Problem: The lines from the one containing "To briefly describe" through the end of the entries are what to output; reproduce them exactly and add nothing.

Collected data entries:

PR #5626, opened 2024-01-04
Revert renaming `Scale$trans` to `Scale$transformation`

teunbrand:
This PR to the RC aims to fix some reverse dependency problems.

To briefly describe the problem: people are using `foo <- Scale$trans` all over their code. We have removed the `Scale$trans` field in https://github.com/tidyverse/ggplot2/pull/5566, in favour of the `Scale$transformation` field, which broke all that code. This PR reverses the renaming of the field specifically.

I think the `Scale$get_transformation()` getter is still useful, so I left it in. It is mostly useful for view scales where the transformation is hidden in the `ViewScale$scale$trans`.


teunbrand:
TODO: use `get_transformation()` consistently

thomasp85:
I think you need to start from scratch because you've confused yourself about what to rename where. There is a method `transform()` which is not touched and you shouldn't try to rename the. 

I think basically it is only the field that should be renamed, the `get_transformation()` method should be updated for that and that would be it

thomasp85 (changes requested):
See previous comment

teunbrand:
I'm not sure I'm following along here. The following bit has me confused:

> There is a method transform() which is not touched and you shouldn't try to rename the.

I am not touching the `Scale$transform()` method in this PR, just the secondary axis' `transform` field, which recieves the user-provided transformation function. Perhaps the confusing thing is that in #5566 I renamed the secondary axis field to `transform` instead of `transformation`?

R/stat-function.R
```diff
@@ -75,7 +75,7 @@ StatFunction <- ggproto("StatFunction", Stat,
     y_out <- inject(fun(x_trans, !!!args))
     if (!is.null(scales$y) && !scales$y$is_discrete()) {
       # For continuous scales, need to apply transform
-      y_out <- scales$y$get_transformation()$transform(y_out)
+      y_out <- scales$y$transform(y_out)
```
thomasp85, line 78: This seems wrong still - rest is ok

thomasp85 (approved):
LGTM

teunbrand:
Thanks for the reviews Thomas!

Completed task:
To briefly describe the problem: people are using `foo <- Scale$trans` all over their code. We have removed the `Scale$trans` field in https://github.com/tidyverse/ggplot2/pull/5566, in favour of the `Scale$transformation` field, which broke all that code. This PR reverses the renaming of the field specifically.

I think the `Scale$get_transformation()` getter is still useful, so I left it in. It is mostly useful for view scales where the transformation is hidden in the `ViewScale$scale$trans`.


teunbrand:
TODO: use `get_transformation()` consistently

thomasp85:
I think you need to start from scratch because you've confused yourself about what to rename where. There is a method `transform()` which is not touched and you shouldn't try to rename the. 

I think basically it is only the field that should be renamed, the `get_transformation()` method should be updated for that and that would be it

thomasp85 (changes requested):
See previous comment

teunbrand:
I'm not sure I'm following along here. The following bit has me confused:

> There is a method transform() which is not touched and you shouldn't try to rename the.

I am not touching the `Scale$transform()` method in this PR, just the secondary axis' `transform` field, which recieves the user-provided transformation function. Perhaps the confusing thing is that in #5566 I renamed the secondary axis field to `transform` instead of `transformation`?

R/stat-function.R
```diff
@@ -75,7 +75,7 @@ StatFunction <- ggproto("StatFunction", Stat,
     y_out <- inject(fun(x_trans, !!!args))
     if (!is.null(scales$y) && !scales$y$is_discrete()) {
       # For continuous scales, need to apply transform
-      y_out <- scales$y$get_transformation()$transform(y_out)
+      y_out <- scales$y$transform(y_out)
```
thomasp85, line 78: This seems wrong still - rest is ok

thomasp85 (approved):
LGTM

teunbrand:
Thanks for the reviews Thomas!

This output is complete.